Taleo also offers a single platform that provides granular access for the ability to meet local needs of a multitude of companies. Stirrup says that they have Fortune 500 clients, including JP Morgan, that leverage Taleo solutions across the globe in 90-plus countries to build a single brand worldwide as well as drive best practices.
What is Now and Next
The talent acquisition market has made several changes and improvements over the last few years. Could this be driving previously untapped markets to get into the talent acquisition game? There has been some recent traction from high-volume industries, including retail, healthcare, and hospitality. Systems are now configurable to the different types of labor—full-time, contingent, volunteer—that these verticals support.
“Retailers previously were more technology lackers, and now are looking to take advantage of some of the tools that are available in the marketplace,” says Gomez. “There’s more adoption in healthcare due to tracking licenses and certification.”
Addressing the needs of contingent workers is playing a major role. Retailers are experiencing the convenience and transparency some solutions provide. “We’re helping to address their hourly needs,” says Stirrup. “Particularly around the holidays, one of our clients needs to hire 65,000 in the period of six weeks. They utilize tools like having candidates automatically schedule interviews to streamline the entire process.”
Perhaps the next innovation for talent acquisition solutions is mobile capability. According to Kenexa research, by 2013 more people will be using smart phones with access to web-based applications than laptops. In fact, in the first three months of 2010, Apple outsold iPhones compared to its computers.
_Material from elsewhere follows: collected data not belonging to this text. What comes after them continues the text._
PR #3650, opened 2026-09-10
feat(runtime-delivery): surface and re-deliver config an old runtime refuses

### LINKED ISSUE #3431: An agent silently misses configuration its runtime image is too old to accept

jjeliga:
An agent running an older image can't accept every kind of configuration the platform sends it, so those parts get dropped on delivery. Nothing recorded that, nothing told the owner, and updating the agent didn't recover them either.

**The owner is now told.** The agent shows a "Missing config" warning in the agent list and the chat header, and a notice in the chat view naming what its runtime refused in plain terms — "skills", "network access", "environment variables" — next to the existing Update button. The agent keeps running; a gap degrades it rather than disqualifying it.

**Updating the agent now actually delivers the missing parts.** When an agent reports a capability set different from the one on record, the platform re-sends its configuration. Nothing did this before: a delivery that dropped kinds still settled as complete, so after an update the agent stayed misconfigured until some unrelated change happened to trigger a re-send.

**That re-send survives failure.** It raises the agent's desired version in Postgres rather than only queueing a job, so a lost job is recovered by the periodic sweep, and a slow delivery built against the old capabilities can no longer overwrite a newer one's record of the gap.

**The warning stays current.** A change in what was dropped is announced as an agent change, so the badge appears and clears promptly instead of lingering until some unrelated refresh.

Also: migration `0045` adds one column to the delivery outbox table; the harness-configuration prose moves onto its own architecture page, because runtime-delivery had 26 characters of headroom under its size cap; the runtime-delivery page is corrected — it described a grant-time capability warning that was never actually built; and a shared test fixture replaces three per-suite copies.

Not done: the warning-freshness behaviour has no automated test, and none of this has been verified against a cluster or in a browser.

**Scope calls on the issue's open questions.** A capability gap warns but does not gate the agent's health — filtering exists precisely to tolerate an older image, and blocking would turn a degraded agent into an unavailable one. All six kinds carry the same warning rather than a severity tier. The gap is shown on the Agent, not on the grant, so the second user story is answered at kind granularity ("skills", "network access") rather than per grant; attributing a gap to a specific grant is not implemented.

Closes #3431


packages/api-server/src/modules/runtime-delivery/services/hello-handler.ts
```diff
@@ -46,7 +53,16 @@ export function createHelloHandler(deps: {
       }
 
       const row = await deps.outboxRepo.getRow(agentId);
-      if (row && row.version > (input.lastAppliedVersion ?? 0)) {
+      if (!row) return { events: [] };
+
+      let desiredVersion = row.version;
+      if (kindsChanged) {
+        desiredVersion = await deps.outboxRepo.bumpVersion(agentId);
```
dam-code-guardian: 🟡 **Warning:** `upsertHello` commits the new capabilities and returns the old ones in its own transaction, and the bump runs afterwards in a separate one. If anything between the two fails — `getRow` rejecting on a transient error, or the pod restarting — the next `hello` compares two identical sets and never bumps. The agent retries `hello`, and the retry cannot recover the signal either, because the write already landed. The row settled clean, so nothing else records that a re-delivery is owed: the refused kinds stay refused, and the owner keeps a warning that applying the update no longer clears.
  **Fix:** When a one-shot comparison is the only trigger for later work, arm the trigger in the same transaction that overwrites the compared value, or derive "a re-delivery is owed" from the recorded drop set against the newly advertised kinds, so any later `hello` re-detects an outstanding gap.

packages/ui/src/modules/agents/components/unsupported-contributions-badge.tsx
```diff
@@ -0,0 +1,20 @@
...
+export function UnsupportedContributionsBadge({
+  kinds,
+}: {
+  kinds: AgentView["unsupportedContributionKinds"];
+}) {
+  if (kinds.length === 0) return null;
+  return (
+    <Badge
+      variant="warning"
+      title={`This agent's runtime is too old to accept ${contributionKindList(kinds)} it was granted. Update the agent to apply them.`}
```
dam-code-guardian: 🟡 **Warning:** The tooltip always ends with "Update the agent to apply them", while `ContributionGapNotice` reads `agent.templateUpdate` and says "No runtime update is available yet" for the same state. `templateUpdate` is undefined whenever the agent already runs its template's current image, which is the steady state and the issue's own example (a Claude-Code image that never accepts `skill-ref`). The badge then asks for an action the user cannot take.
  **Fix:** Copy that names a remedy reads the state that gates the remedy — pass the update availability into the badge and select the sentence from it, rather than stating the remedy in a component that cannot see whether one exists.

docs/architecture/runtime-delivery.md
```diff
@@ -352,4 +354,4 @@ Capabilities also gate whole flows, not only payload items: `hello` carries a nu
...
-- **Capabilities are honored end-to-end.** A Contribution or Event kind not in the agent's advertised set is dropped at send time, never silently delivered. A grant that requires unsupported kinds succeeds with a UI warning; the unsupported parts simply don't appear in the agent's payload. A flow-gating capability (the knowledge-base publish level) fails visibly instead: the gated feature records an update-the-agent failure rather than dropping work silently.
+- **Capabilities are honored end-to-end, and never silently.** A Contribution or Event kind not in the agent's advertised set is dropped at send time, never silently delivered. A grant that requires unsupported kinds still succeeds and the unsupported parts simply don't appear in the agent's payload — but the Agent carries an owner-visible warning naming what its runtime refused, and keeps it until the runtime advertises those kinds. A flow-gating capability (the knowledge-base publish level) fails visibly instead: the gated feature records an update-the-agent failure rather than dropping work silently.
```
dam-code-guardian, line 355: 🟡 **Warning:** The invariant now says capabilities are honored "never silently" and that the Agent "carries an owner-visible warning naming what its runtime refused", after a sentence that covers Contribution **and** Event kinds. Only contribution kinds reach `dropped_contribution_kinds` and the UI; `payload.droppedEventKinds` reaches a log line and the undeliverable stamp, so no owner-visible warning names a refused event kind. Two more claims on these pages move past the code: the `hello` paragraph at `:117` says a dispatch follows when "the capability set it reports differs", while `advertisedKindsChanged` compares the kind arrays only, so a newly claimed harness-config surface, watch surface or `kbPublish` level triggers nothing. Both edited pages also carry a `Last verified:` header older than the commit's author date (2026-09-10): this page keeps 2026-09-09, `docs/architecture/agent-lifecycle.md` moved 2026-09-08 → 2026-09-09.
  **Fix:** State each claim at the precision the code implements — name the contribution kinds in the invariant and the advertised kind sets in the trigger sentence — and set `Last verified:` on every page a PR edits to that PR's own date.

dam-code-guardian (commented):
🛡️ **Code Guardian 🛡️** — ⚠️ Code Review @ `b8c1d0b`

## PR #3650: feat(runtime-delivery): surface and re-deliver config an old runtime refuses
**Author:** jjeliga | **Branch:** feat/3431-surface-capability-gap-to-owner → main | **Changes:** +3776 −59 (36 files)

### Summary
The delivery now records on the outbox row which Contribution kinds an old runtime image refused, shows them on the Agent, and re-delivers them when a `hello` reports a wider set of advertised kinds. The mechanism is complete end to end; the findings are the durability of the re-delivery trigger, one copy contradiction, and the pages that describe the result. _1 generated/lockfile file(s) not reviewed: packages/db/drizzle/meta/0044_snapshot.json._ _7 suggestion(s) dropped under the 🟢 budget._

### Findings
- 🟡 **Warning:** the capability transition is consumed outside the transaction that overwrites it (`packages/api-server/src/modules/runtime-delivery/services/hello-handler.ts:60`)
- 🟡 **Warning:** the badge tells the owner to update the agent, also when no update exists (`packages/ui/src/modules/agents/components/unsupported-contributions-badge.tsx:15`)
- 🟡 **Warning:** the page states an invariant and a trigger that are wider than the code (`docs/architecture/runtime-delivery.md:357`)
- 🟡 **Warning:** the PR is linked to close #3431, while the body and the commit say `Refs #3431`. `closingIssuesReferences` reports #3431, so a merge closes it. Two of the issue's open questions stay unanswered on the record: whether a gap gates the agent's health, and whether the grant surface also shows the gap. The second user story asks for the grant list.
  **Fix:** Remove the closing link, or record in the body which answer each open question gets and which story stays open.
- 🟢 **Suggestion:** `CONTRIBUTION_KIND_LABELS` is a `Record<string, string>` with a `?? kind` fallback, and `AgentView.unsupportedContributionKinds` is `string[]`. The map holds all six kinds today, so nothing leaks now. A `Record<ContributionKind, string>` keyed off the contract union makes a seventh kind a build error instead of a raw slug in owner-facing prose (`packages/ui/src/modules/agents/lib/contribution-kind-labels.ts:1`)
- ✅ **Looks good:** the version bump cannot loop on a stable runtime. `helloInput` requires `capabilities`, with required `contributions` and `events` arrays, so the stored value and the reported value converge after one hello and `advertisedKindsChanged` reports no further change.

- 🟡 The two claims and the two stamps are one finding — see `### Findings` above. The skill reported them as four items: the widened `hello` trigger sentence (`docs/architecture/runtime-delivery.md:117`), the widened invariant (`:357`), and the `Last verified:` headers of `docs/architecture/runtime-delivery.md` (unchanged at 2026-09-09) and `docs/architecture/agent-lifecycle.md` (2026-09-09, one day before the commit's author date).

### Issue Fit
- 🟡 The closing-link finding is in `### Findings` above.
- 🟢 The issue's first open question asks whether every kind deserves the same weight. All six kinds get the same warning badge, and no note records that the tiering idea was dropped. _(Dropped under the 🟢 budget.)_

- 🟡 The non-atomic transition finding is in `### Findings` above; the skill reached it independently, on the same evidence.
- 🟢 Five suggestions: the stored drop set is a delivery-time snapshot that a stopped agent keeps, the two new comparators duplicate each other, the notice clones `RuntimeOutdatedNotice`, the first `hello` bumps the version and resets the apply counters, and the new table omits the narrowed-kinds and first-`hello` rows. _(Dropped under the 🟢 budget.)_

- 🟡 The badge copy finding is in `### Findings` above.
- 🟢 The label-map typing suggestion is in `### Findings` above. Two more: the notice clones `RuntimeOutdatedNotice`, and on a phone the sessions column is hidden, so only the badge `title` carries the detail — the same placement as the existing notice. _(Dropped under the 🟢 budget.)_

### Verdict
COMMENT — the feature works on every path I read, and four warnings stand: one durability gap in the re-delivery trigger, one contradiction in the badge copy, the pages that over-state the result, and the issue link.

### For the human reviewer
The change makes the runtime's own report of what it can accept the single trigger for re-sending the parts an older image refused. That report is compared once, against the value it immediately replaces, so the signal exists for the length of one request and nothing durable records that a re-send is owed. When that one moment is lost, the gap stays on the Agent and applying the update no longer clears it. Settle whether the trigger should be the moment the capabilities change, or the recorded gap itself, before the smaller fixes matter.


---

dam-code-guardian:
🛡️ **Code Guardian 🛡️** — correction to the review at `b8c1d0b`

The fourth warning said the body and the commit declare `Refs #3431` while the link closes the issue. The body was edited during my review and now says `Closes #3431`, so that warning is wrong: the closure is declared. I withdraw it.

What is left of it is not a warning: the issue's open questions about health gating and about the grant surface are answered by this PR without a record. That is a scope call, so it is a suggestion at most. The approval bar for this round is the three other warnings.

dam-code-guardian (approved):
🛡️ **Code Guardian 🛡️** — ✅ Code Review @ `22f7fad`

### Summary
The re-delivery trigger is now atomic: `hello` reads the previous capabilities, decides, and raises the desired version in one transaction, so a crash in the old window can no longer store a widened capability set with no bump. The badge and the notice name a remedy only when an update exists, the label map is keyed off the contract union, and the two over-wide page claims are corrected. _1 generated/lockfile file(s) not reviewed: packages/db/drizzle/meta/0045_snapshot.json._ _(Suppressed 1 finding per PR-local overrides: the withdrawn issue-link warning.)_ _7 suggestion(s) dropped under the 🟢 budget._

### Changes since last review
Previous HEAD: b8c1d0b (2026-09-10T07:53:52Z) — verdict COMMENT — unreachable, reviewed the whole PR

- ✅ **Fixed:** capability transition consumed outside its transaction (`packages/api-server/src/modules/runtime-delivery/services/hello-handler.ts:60`)
- ✅ **Fixed:** badge prescribes an update that may not exist (`packages/ui/src/modules/agents/components/unsupported-contributions-badge.tsx:15`)
- ✅ **Fixed:** invariant and trigger wider than the code (`docs/architecture/runtime-delivery.md:357`)
- ✅ **Fixed:** label map keyed on string, not ContributionKind (`packages/ui/src/modules/agents/lib/contribution-kind-labels.ts:1`)
- 🆕 **New:** docs and body drift: one stale claim, one stamp, one migration number (`docs/architecture/runtime-delivery.md:325`)
- 🆕 **New:** contract publishes string[], so the label map gains no exhaustiveness (`packages/api-server-api/src/modules/agents/types.ts:62`)
- 🆕 **New:** on a phone only the badge title carries the detail (`packages/ui/src/modules/sessions/views/chat-view.tsx:579`)

The atomic version is verified end to end: `upsertHello` takes the `FOR UPDATE` lock on the agents row inside the unit of work, `getRow` and `bumpVersion` accept the same `tx`, and the owner lookup, the event emit and the snapshot write stay outside it. The migration renumber from the rebase is clean — `0045` follows main's `0044`, the journal index matches, and the new snapshot carries both columns.

### Findings
- 🟢 **Suggestion:** three small drifts of one class, all in text: the capability-negotiation section still says the Agent shows the refused kinds "beside the pending update that fixes it", which this round's own fix makes untrue (`docs/architecture/runtime-delivery.md:325`); `docs/architecture.md` gains the landing-page entry but keeps its 2026-09-08 stamp (`docs/architecture.md:3`); and the body names migration `0044`, which after the rebase is an unrelated migration on main, while the branch adds `0045`. The body also does not mention that the harness-configuration prose moved onto its own page, which the commit explains and the body does not. Round 1 flagged two sentences of this class and not this one — the enumeration was mine to complete.
- 🟢 **Suggestion:** the refused kinds cross the contract as `string[]` (`packages/api-server-api/src/modules/agents/types.ts:62`, mirrored at `packages/ui/src/types.ts:135`) while the server already holds `ContributionKind[]`, so `contributionKindLabel` casts back with `as ContributionKind` and keeps a `?? kind` fallback. The map typing of this round therefore buys no build error for a seventh kind. All six kinds are mapped today, so nothing leaks now.
- 🟢 **Suggestion:** on a phone the notice sits in the sessions column, which is `hidden md:flex` on the chat screen, so only the badge `title` carries what was refused (`packages/ui/src/modules/sessions/views/chat-view.tsx:579`, `packages/ui/src/modules/agents/components/unsupported-contributions-badge.tsx:15`). This is the placement of the existing `RuntimeOutdatedNotice` and the `title` use of the existing `ContributionFailuresBadge`, so it is the repo's current pattern rather than something this PR introduced.

- 🟢 Both items are in `### Findings` above: the `:325` claim and the `docs/architecture.md` stamp. The stamps of `runtime-delivery.md`, `agent-lifecycle.md` and `connections.md` all read 2026-09-10 and match the commits' author dates.

### Issue Fit
- 🟢 Both items are in `### Findings` above: the undeclared page split, and the body's `0044`. The body now records the scope calls on the issue's three open questions, which closes the residual of the withdrawn round-1 finding.

- 🟢 The contract-widening pair is in `### Findings` above. Four more: `advertisedKindsChanged` takes `unknown` and rebuilds the shape by cast — a legacy shape yields an empty kind list, so the effect is one extra bump, never a missed one; `kindSetChanged` is typed `string[]` with a dead `typeof` guard; the new jsonb column is read through the blanket `as InternalRow[]` cast; `hello` reads the outbox row twice; and the new spec builds its port fakes with `as unknown as`. _(Dropped under the 🟢 budget.)_

- 🟢 The mobile and `title` items are in `### Findings` above. Three more: `ContributionGapNotice` repeats `RuntimeOutdatedNotice` almost verbatim, both surfaces render together on a desktop chat view, and `agent?.unsupportedContributionKinds ?? []` defends a required field. _(Dropped under the 🟢 budget.)_

### Verdict
APPROVE — every warning of the last round is closed at its cause, and what is left is three suggestions in text and typing.


---

jezekra1 (approved):

dam-code-guardian (approved):
🛡️ **Code Guardian 🛡️** — ✅ Code Review @ `becd4e0`

### Summary
The one new commit stops the two host-rail Contribution kinds from counting as a capability gap. The fix is correct and it was necessary: the runtime advertises only the kinds it has drivers for, `egress-allow` and `egress-inject` have no driver, so every agent with an egress-granting Connection carried a warning that no agent update could ever clear. What is left is text and typing.

### Changes since last review
Previous HEAD: 22f7fad (2026-09-10T09:03:00Z) — verdict APPROVE

- 🔁 **Still present:** docs and body drift: one stale claim, one stamp, one migration number (`docs/architecture/runtime-delivery.md:325`)
- 🔁 **Still present:** contract publishes string[], so the label map gains no exhaustiveness (`packages/api-server-api/src/modules/agents/types.ts:62`)
- 🔁 **Still present:** on a phone only the badge title carries the detail (`packages/ui/src/modules/sessions/views/chat-view.tsx:579`)
- 🆕 **New:** host-rail exemption not named in the page's invariant (`docs/architecture/runtime-delivery.md:355`)
- 🆕 **New:** rail membership is a set, so a new kind gets no compile error (`packages/api-server/src/modules/runtime-delivery/domain/capability-filter.ts:22`)

Verified in the code: the exempted kinds were already absent from `filteredContribs`, so the delivered payload and the hash do not change; only the recorded drop set gets smaller. No consumer of `droppedContributionKinds` loses data — the column is new in this PR, so no stored row carries the old value. The event loop is unaffected, because the runtime advertises every Event kind of its own enum.

### Findings
- 🟢 **Suggestion:** the page keeps three claims that this commit makes untrue for the two host-rail kinds. The invariant says a kind outside the advertised set is "never silently delivered" and that the Agent "carries an owner-visible warning naming what its runtime refused" (`docs/architecture/runtime-delivery.md:355`); the state table says the outbox row holds "the Contribution kinds the last delivery dropped" (`:337`); and the PR body offers "network access" as an example of what the notice names, which is the label of `egress-allow`. Naming the exemption and its reason — these kinds ride the Envoy rail, so the agent never sees them — closes all three. Reported by doc-drift and issue-fit as a warning; a page sentence the diff contradicts is a suggestion in this repo.
- 🟢 **Suggestion:** `HOST_RAIL_KINDS` is a membership set, so a seventh Contribution kind on the host rail compiles clean and silently returns to being reported as a gap (`packages/api-server/src/modules/runtime-delivery/domain/capability-filter.ts:22`). The same module already has the shape that fails to compile in that case, the exhaustive `switch (c.kind)` in `contribution-hash.ts`. The `egress-allow`/`egress-inject` pair is inlined at four other non-test sites, so the copy itself follows the tree's own pattern. Reported by typescript-engineering.

- 🟢 Both items are the docs finding in `### Findings` above: the invariant at `:355` and the state table at `:337`. The stamps are correct at this HEAD when read against author dates.

### Issue Fit
- 🟢 Both items are in `### Findings` above. The skill reads the exclusion as a correct fix inside the issue's declared scope, which matches the code: a kind that never rides the runtime channel is not a runtime gap.

- 🟢 Both items are the typing finding in `### Findings` above: the widened set gives no exhaustiveness, and the rail split now has a fourth copy with no single owner.

### Verdict
APPROVE — the round fixes a real false warning, it changes no delivered payload, and the residual is one docs item and one typing item.


---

With this in mind, Kenexa launched 2x Mobile, which is implemented as an app running on a mobile device. The talent management solution connects to a software-as-a-solution platform so HR managers can handle recruiting, on-boarding and performance management tasks on the go.
Only time will tell how quickly organizations adopt this—or not. Handling talent on mobile devices does have its critics.
“There are specific use cases for mobile phones that make more sense, but to take an entire enterprise application and make it work over phone, I am not sure that’s the right approach,” says Gomez. “I think you need to look at how that application would be used over a mobile device, and then build those specific uses. If I want to simply move a candidate through a hiring process, I can do that over a phone. But the whole process may not make sense.”
Another next generation step for talent acquisition solutions is contact management. According to Bersin’s Talent Acquisition Systems 2010 study, 41 percent of respondents are seeking contact management, and 55 percent are achieving it through their talent acquisition provider. Contact management helps in building strong talent pipelines and establishing long-term relationships with candidates and former employees.
“There’s huge power if you can easily locate different candidates and keep in touch with them,” says Van Klink.
It also allows the opportunity to source high performers in order to fill critical positions and key leadership roles. “Cutting-edge companies are starting to think about it and providing it as a strategic service in their overall talent acquisition group,” says Stirrup.